127) Another main office of people in power  It's located on New Market, which I've shown You before. Remember commiblocks ? Exactly it's the same area. It's the only remaining building from old Breslau.









128) "The tower of pressure" as we call it in Poland  The function of this bulding was to pump water to people of Wrocław. Now there is a restaurant there and propably in the future a hotel on the top of the tower  It's on the Wiśniowa/Cherry street in the southern part of the city


----------



## grzybson88 (Aug 21, 2009)

129) The Century Hall, the only object from Wrocław, which is located on the UNESCO list of heritage. It's a modernistic pearl of architecture designed by Max Berg and established because of the 100 year anniversary of prussian victory over the Napoleon's army. It is still being renovated but You can see the final color of elevation. The biggest effect is when the sun is going down 









130) Church of Holy Mary in the southern part of the city, where I live. A little, local patriotic sign  This church was build in the XV-th century so it's really old


----------



## Kampflamm (Dec 28, 2003)

Gotta go to Wroclaw someday. After all my university and Wroclaw's used to share the same name (Friedrich-Wilhelms-Universität).


----------



## Urbanista1 (Sep 13, 2006)

I was there two years ago and was amazed how well maintained the city is and how much restoration work is happening.


----------



## grzybson88 (Aug 21, 2009)

Thanks for the comments ! I invite everyone to visit Wrocław because it's something still going on here and in about a decade this city will certainly be different than it's now so You have the opportunity to see how Wrocław looks now, before some outstanding project will risen from the ground 

131) Illuminated spire neer the Century Hall. It's one of the most known symbols of Wrocław besides City Hall or Panorama Racławicka. It's has 96 metres height and it was established in this place in 1948 because of the Regained Lands Exhibition. The regained lands is the area which returned to Poland after the war in the western part of the country.

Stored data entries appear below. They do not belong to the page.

PR #674, opened 2024-07-18
OC-883: Determining how to handle ARIs

finlay-jisc:
The purpose of this PR was to create a function that takes mapped data from an ARI question and either triggers creation or re-version of a publication from it (depending on whether one already exists for the given ARI question ID).

---

### Acceptance Criteria:

- When an ARI is ingested:
    - If the ARI has already been ingested previously and has no changes, no action is taken
    - If the ARI has already been ingested previously and has changes, the corresponding research problem is re-versioned
    - If the ARI has not been ingested previously, a new research problem is created
    - The questionID field is validated to ensure that ARIs are not created erroneously

---

### Checklist:

- [x] Automated tests added
- [ ] Documentation updated

---

### Tests:

API
Screenshot 2024-07-18 104955

E2E
Screenshot 2024-07-18 134404


api/jest-setup.ts
```diff
@@ -0,0 +1,7 @@
+// Ensure that process.env values are defined when jest runs code, to match the behaviour
+// configured by serverless's "useDotenv" option (which also uses dotenv-expand).
+
+import * as dotenv from 'dotenv';
+import { expand } from 'dotenv-expand';
```
adwearing-jisc, line 5: What does expand do?

api/src/lib/helpers.ts
```diff
@@ -355,3 +355,33 @@ export const validateEmail = (email: string): boolean => {
 export const replaceHTMLLineBreaks = (html: string): string => {
     return html.replace(/\n|\r\n|\n\r|\r/g, '<br>');
 };
+
+// Check if two arrays are equal.
+export const compareArrays = <T>(a: Array<T>, b: Array<T>): boolean => {
```
adwearing-jisc, line 360: Is it worth having a unit test to confirm this works as expected?

adwearing-jisc (approved):

api/jest-setup.ts
finlay-jisc: It interprets parts of environment variables as bash parameters and expands them. So something like

`MYVAR=drink${FAVOURITE_DRINK}`

Might have a value of drinktea when the env var is actually used. Serverless framework uses the expand library if you tell it to pick up dotenv config. This was causing problems for me because I have a value with a dollar sign in it that was behaving differently in serverless to jest. In serverless, the dollar sign needed escaping, but in jest it didn't because it wasn't using expand until I told it to. So I added that to this setup file.

api/src/lib/helpers.ts
finlay-jisc: Yeah, good call. I'll write some.

adwearing-jisc (approved):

132) The view at the Ostrów Tumski from Piaskowy bridge.


----------



## grzybson88 (Aug 21, 2009)

133) We are now in the area of outside city bus station. In the front patient buses are waiting for their journey's and in the background the building of the railway management.









134) Two daredevils, who are keen on swimming in the local aquapark


----------



## grzybson88 (Aug 21, 2009)

135) Almost center of the city. But what can You see ? The freeway and big square. I pray for changes here. It's the Dominikański square.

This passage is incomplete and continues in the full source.